That being said, as others have pointed out attendance likely increases skin
in the game and results in more work in general. Another improvement across
the general population is the social aspect of class, forming study groups or
informal support structures, as well as increased attachment to material by
being part of a group in general.

While as professional I much prefer MOOCs (even if I don’t finish them) I
don’t think I would have gotten through my college curriculum without that
social context. Just too many distractions. In fact, the most common reason
for people failing out of my program was over use of video games and other
media (drug and alcohol abuse got you placed into a rehab cycle with
possibility of return). Being wanting to keep up with my known peers
definitely motivated me to work more and consume material better

------
dannykwells
I actually think there are some new models emerging that will help address
this - Springboard, for example, has learn at your own pace, but students also
have a mentor assigned to them who helps with accountability and goal setting.
From my experience the completion rate is substantially higher and students
actually learn the skill set.
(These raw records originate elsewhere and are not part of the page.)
PR #645, opened 2024-07-19
Basic Storybook

gmjgeek:
Support storybooks with no audio.

Fixes #596 

# Implementation Notes

## Conversion

SAB tends to create storybooks 4-digit book codes of the form `B00#`. This is problematic for Proskomma, which only accepts 3-digit book codes. To resolve the issue, the PWA shortens these book codes to `B0#` when possible. If this new name would conflict with another book, the conversion process prints a warning to the console instead.

In storybooks, the conversion process tends to turn all formatting markers into [milestones](https://ubsicap.github.io/usfm/milestones/index.html). This approach helps keep storybooks compatible with Proskomma.

## Rendering

Unlike Scripture books, storybooks are not rendered by `ScriptureViewSofria.svelte`. Instead, they use `sofria-render-json/SofriaRender.svelte`. Here is the general process for rendering storybook text:

* Request the page as a Sofria JSON object from Proskomma
* Convert milestones and other features into a "render object" that is easier for Svelte to process
* Use a tree of Svelte components to convert the "render object" into HTML/CSS

Proskomma does not hold image data. Instead, illustrations for each storybook are listed in `config.js` and stored in the `illustrations` folder.

# TODO

## Features

- [X] Handle special storybook markers during content conversion
- [X] Display storybook illustrations at the top of each page
- [X] Render bold and italic texts
- [X] Render headings
- [X] Render ordered and unordered lists, including nested lists
- [X] Include boarder around storybook content
- [x] Navigate through pages like chapters
- [ ] Update convert process to be compatible with SAB 12.1
- [ ] When converting an app without storybooks, don't crash if the `data/illustrations` folder is not present
- [ ] Show only the illustration in landscape mode
- [ ] Make the illustration full-screen on double tap
- [ ] Keep boarder from scrolling when text overflows the screen (text should scroll within the boarder, which remains fixed)
- [ ] Ensure the boarder occupies the full width of the text area instead of shrinking to match content. Try creating a page with only one word. Does the boarder shrink, or does it retain its size?

## Bugs (12 August 2024):

- [ ] **Start with Page 1**: When navigating to a new storybook, the reader should land on the first page. Currently, if the user navigates from Matthew 5 to the "Unmerciful Servant" storybook, the app goes to page 5 of the storybook. If the storybook has fewer than 5 pages, the app crashes.
[...]

PR #870, opened 2025-07-21
#596 Basic Storybook Implementation

### LINKED ISSUE #596: Basic storybook - No audio
Storybooks are books that have a picture on each page and text that goes with it. In the more complex versions that will be covered in other issues, it can have audio playing, automatic page advancement, and Ken Burns type of motion on the images.  For the initial simplest case, PWA needs to support picture books without audio or motion.    Each page has a text and a picture defined.  The view changes depending upon whether the app is being viewed in landscape mode or portrait mode.  In portrait mode, the picture is displayed at the top of the screen and the text is viewed in the bottom of the screen.  In landscape mode, it only displays the picture as a full screen image.  

Portrait mode:
noaudioportrait

Landscape mode:
NoaudioLandscape

As with the scripture books, double tapping the screen changes it to full screen mode (and back)
noaudiolandscapefull

Advance from page to page as you would with the scripture paging.  Text for the first page of this book (which is displayed above)
```
\id 005
\toc2 No Audio

\page 1 
\img image1.jpeg
\m One day, Peter asked Jesus, “Master, how many times should I forgive my brother when he sins against me?  Up to seven times?” 
\m Jesus said, “Not seven times, but seventy times seven!” 
\m By this, Jesus meant that we should always forgive. Then Jesus told this story.
```
Besides the \img and \m markers, for img url and paragraph, the following entries may also be present:
\video followed by the video file name
\b blank line paragraph
\pc - centered paragraph
\pr - right justified paragraph

\s1 Heading 1
\s2 Heading 2
\s3 Heading 3

Configuration for a non audio storybook:
```xml
        <book id="005" type="story">
            <n>No Audio</n>
            <v>NA</v>
            <ct c="9" />
            <cn value="1-9" />
            <font-choice type="book-collection" />
            <f>UnfaithfulServant2.usfm</f>
            <audio-story-book mode="single-file" />
            <page num="1">
                <image-filename>UnfaithfulServant2-image1.jpeg</image-filename>
            </page>
            <page num="2">
                <image-filename>UnfaithfulServant2-image2.jpeg</image-filename>
            </page>
            <page num="3">
                <image-filename>UnfaithfulServant2-image3.jpeg</image-filename>
            </page>
            <page num="4">
                <image-filename>UnfaithfulServant2-image4.jpeg</image-filename>
            </page>
            <page num="5">
                <image-filename>UnfaithfulServant2-image5.jpeg</image-filename>
            </page>
            <page num="6">
                <image-filename>UnfaithfulServant2-image6.jpeg</image-filename>
            </page>
            <page num="7">
                <image-filename>UnfaithfulServant2-image7.jpeg</image-filename>
            </page>
            <page num="8">
                <image-filename>UnfaithfulServant2-image8.jpeg</image-filename>
            </page>
            <page num="9">
                <image-filename>UnfaithfulServant2-image9.jpeg</image-filename>
            </page>
            <features type="book">
                <e name="show-chapter-numbers" value="no" />
                <e name="lock-orientation" value="none" />
                <e name="show-border" value="inherit" />
                <e name="story-image-max-height" value="45" />
                <e name="show-in-book-selector" value="inherit" />
                <e name="show-verse-numbers" value="inherit" />
            </features>
            <images type="illustration">
                <image width="410" height="230">image1.jpeg</image>
                <image width="410" height="230">image6.jpeg</image>
                <image width="410" height="230">image7.jpeg</image>
                <image width="410" height="230">image8.jpeg</image>
                <image width="410" height="230">image4.jpeg</image>
                <image width="410" height="230">image5.jpeg</image>
                <image width="410" height="230">image9.jpeg</image>
                <image width="410" height="230">image2.jpeg</image>
                <image width="410" height="230">image3.jpeg</image>
            </images>
        </book>
```
Note that the size of the illustration may need to be adjusted by the "Resize the image files to reduct the app size" in Media/illustrations in SAB.  (features resize-illustrations-width if resize-illustrations is true).  This may also be overridden at the book level

TheNonPirate:
Per #596:
This PR is intended to modify storybook files into a form that the Proskomma USFM parser can parse. I took some code from #645.
I've gotten the basics of storybooks with text and images implemented.

## Summary by CodeRabbit

* **New Features**
  * Chapter-specific illustrations for story-type books shown above text with swipe navigation.
  * Support for styled inline spans, paragraph/character style milestones, and improved nested list rendering.
  * Book config now includes page illustrations metadata.

* **Bug Fixes**
  * Better handling of multi-file story books with correct chapter assembly and illustration mapping.

* **Tests**
  * Added Playwright E2E tests and unit tests for list transformations and storybook parsing.

* **Chores**
  * Test scripts updated to run Playwright + Vitest; Playwright added as a dev dependency.
  * .gitignore updated to exclude test-results.

[Review Change Stack](https://app.coderabbit.ai/change-stack/sillsdev/appbuilder-pwa/pull/870?utm_source=github_walkthrough&utm_medium=github&utm_campaign=change_stack)


convert/convertBooks.ts
```diff
@@ -394,7 +402,6 @@ export async function convertBooks(
         for (const book of collection.books) {
             let bookConverted = false;
             switch (book.type) {
-                case 'story':
```
chrisvire, line 397: I know that it will fall to the default case, but I think it would be better to include `case 'story':` above `default:`

FyreByrd (changes requested):
Looks like a good start. Unfortunately, the pictures in the provided storybook can get quite large, which really messes with the text visibility.

Image

Image

On this largest one, I can't even scroll on the area where the text is supposed to be.
Image

TheNonPirate:
According to #596, it is not supposed to display the text when in landscape mode; it is only supposed to display the picture as a full screen image.

FyreByrd:
> According to #596, it is not supposed to display the text when in landscape mode; it is only supposed to display the picture as a full screen image.

Noted. I'll need to revisit this with Chris or David. I don't think this is the behavior we would want on laptop.

FyreByrd:
Per conversation with @davidmoore1 

1. In "portrait mode", the image should take up no more than half the screen's height.
2. The "portrait mode" vs. "landscape mode" feature was designed for mobile phones.
3. Users generally aren't going to be flipping a laptop on it's side.
4. Users may be using the PWA on a phone, so we still want to support the expected phone behavior.
5. Laptop users could have a button to switch between landscape and portrait mode. This could also be part of the double tap instead...

It is also worth noting that what you have right now is not actually a proper implementation of "landscape mode"

TheNonPirate:
What would a proper implementation of landscape mode be?

FyreByrd:
> What would a proper implementation of landscape mode be?

See the second image in https://github.com/sillsdev/appbuilder-pwa/issues/596#issue-2344112295

I think what's missing here is that in landscape mode the picture is supposed to be deliberately fullscreen.

There is still some active discussion between me, Chris, and David about how we want to handle landscape vs. portrait mode for the PWA, so this can wait for a bit until we've reached an agreement in our discussion.

convert/runTests.ts
FyreByrd, line 1: What is this for?

src/routes/text/+page.svelte
```diff
@@ -60,6 +60,10 @@
     import { onDestroy, onMount } from 'svelte';
     import { pinch, swipe } from 'svelte-gestures';
 
+    const illustrationURLs = import.meta.glob('$assets/illustrations/*', { eager: true });
```
FyreByrd: This should follow the exact same pattern as borders below.

src/routes/text/+page.svelte
```diff
@@ -495,59 +516,74 @@
...
-                                <ScriptureViewSofria {...viewSettings} />
-                            {/if}
-                        </div>
-                    </main>
+    <div class="flex flex-col overflow-y-auto">
+        {#if bookType === 'story'}
+            <!-- svelte-ignore a11y_missing_attribute -->
+            <img
+                src={getCurrentIllustrationFile()}
+                class="w-screen object-cover"
```
FyreByrd: This should have a responsive breakpoint that limits its size on larger screens.

FyreByrd (changes requested):
1. This needs to be rebased on main.
2. Based on conversation with Chris, we don't need to support "landscape" mode. This also means that the storybook image should have a maximum width set on larger screens.
3. I think it would be good to add the playwright testing as a separate PR, especially since nothing else uses playwright yet.
4. For some reason (and this *may* be out of scope?) I'm not seeing the arrows to navigate between chapters.
5. Also, the storybook included in the test project does not include *any* of the additional USFM tags that conversion steps and tests were added for...

chrisvire:
https://github.com/sillsdev/appbuilder-pwa/blob/e0bc61707ec23f49943ec67a3dcb5e191e310d05/src/routes/text/%2Bpage.svelte#L549

The content on the pages should be limited to `md` width by `max-w-screen-md mx-auto`.  This way, not matter how wide the browser is, the content is limited to `md` width (https://tailscan.com/tailwind/sizing/max-w-screen-md) which is 768px

TheNonPirate:
It appears that the arrows don't appear for small width (probably due to the TailwindCSS classes applied on the divs that the arrows are on) on Scripture books, either, so I think that is an out-of-scope issue.
Does the width limitation I implemented look good, or should I do it differently?

FyreByrd (approved):
Looks good to me. I think this is good enough for the minimal implementation of storybooks. My original comment on the list conversion feature still stands, but I think we can address that by adding a second storybook with lists in the future when we implement storybook audio. The arrows aren't the most visible when they appear on top of the image, but that's probably fine and can be addressed later if needed.

PR #872, opened 2025-07-22
Add w-full to contents center div.

judah-sotomayor:
Previously the central div in the contents tab looked pretty bad. This fixes it.


chrisvire (approved):
👍

Issue #862, opened 2025-07-07
Bug: clicking on bookmark/note/highlight with contents menu


chrisvire:
You can view the bookmarks, notes, and highlights from the hamburger menu. Normally, when you click on one of those, it goes to that item.

I was testing with the SAB Test PWA project:
https://drive.google.com/file/d/1cCo_W4Mi3itQn8VVSWioOsXcQ05Mj3jK/view?usp=drive_link

When I click on an item, it goes to the contents menu instead.

PR #874, opened 2025-07-23
Fix hyperlinks in highlight and bookmark cards.

judah-sotomayor:
Per #862

Previously clicking a highlight or a bookmark would jump the app to the contents page.
This commit corrects the href to point at `#/text` instead.

This commit also removes the ColorCard component, which is nearly duplicate with IconCard.
The aesthetic of ColorCard is kept by using the icon snippet to produce a color square in the highlights page.

## Summary by CodeRabbit

* **New Features**
  * Added support for dynamic links in highlight cards, allowing for customizable navigation.

* **Refactor**
  * Replaced the previous highlight card component with an updated card design that uses icons and supports dynamic link destinations.

* **Chores**
  * Removed the old highlight card component to streamline the codebase.


chrisvire (approved):
👍

PR #884, opened 2025-07-30
---

judah-sotomayor:
title: Update Lexicon to Svelte 5
draft: true
---

This PR introduces two related changes.
1. Update the Lexicon system to use Svelte 5 runes instead of stores, and simplify the state system.
2. Update Lexicon components and pages to Svelte 5 runes and remove old Svelte 4 reactivity.


chrisvire:
@judah-sotomayor What is the status of this PR? I would like @FyreByrd to finish it up.

judah-sotomayor:
All code should be up now.

PR #893, opened 2025-08-06
Update Plans to Svelte 5

chrisvire:


davidmoore1 (approved):
I have opened a separate issue about the scrolling being incorrect, but everything in the actual plan pages seemed correct.  The references are being set correctly, so I think the problems are in the text pages.

Issue #865, opened 2025-07-08
Break files out of cache with hashes


chrisvire:
Files need to have a hash in the filename so that when updates to the app are published, then the new files are used and the older versions will be aged out of the cache. Using a stable hash will make sure that if the file doesn't change, the previous cached version will be used. Realistically, anything that is written to the static folder should have a hash included in the filename.

We will need to update any references to the files (e.g config.json or collection/index.json) so that they can be found at runtime. We may need to introduce new files to track these names where paths were assumed before.

You may be able to use Node.JS's  built-in md5 hash?
https://stackoverflow.com/a/57915489

It would be good to "clean" the directory of older files (ones that don't match the hash but have the same base filename). It may be easier to delete all files an regenerate. There are some files that checked into static.  We could move those to a separate folder (like static-base?) that gets copied in after cleaning the folder.

PR #895, opened 2025-08-08
Implement hashed file paths

judah-sotomayor:
Per #865.

This pull request will implement hash-based access for asset files that are designed to be updated.
This includes most images, language resources, and other assets that do not need direct access.

### DIFF
--- a/.gitignore
+++ b/.gitignore
@@ -26,7 +26,6 @@ static/watermarks
 static/borders
 static/clips
 static/videos
-static/icons
 static/*.partial.html
 static/manifest.json
 static/assets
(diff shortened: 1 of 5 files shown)


judah-sotomayor:
@chrisvire this currently breaks linting, because we cannot build using imports that are not being unpacked.
There are two options I can see to resolve this.
1. Make asset imports conditional on something. This doesn't really make sense for a lot of the codebase, because many images and assets are _not_ optional. However, it does keep our workflow light.
2. Add an unpack phase to the lint step that extracts one of the test projects and runs the converter scripts. This will take more workflow time, but it ensures our builds fully work every time.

Insight and other data science accelerators are
opening up things like this too.

------
augbog
I feel this article doesn't understand what "learning at your own pace" means.

Yeah sure you can say "learners need this environment, this attendance, etc"
but you're falling into the trap of what we have right now -- we think we know
what's best for people to learn.

And while true for many people they definitely WILL learn with established
practices, not everyone will learn as well as they could.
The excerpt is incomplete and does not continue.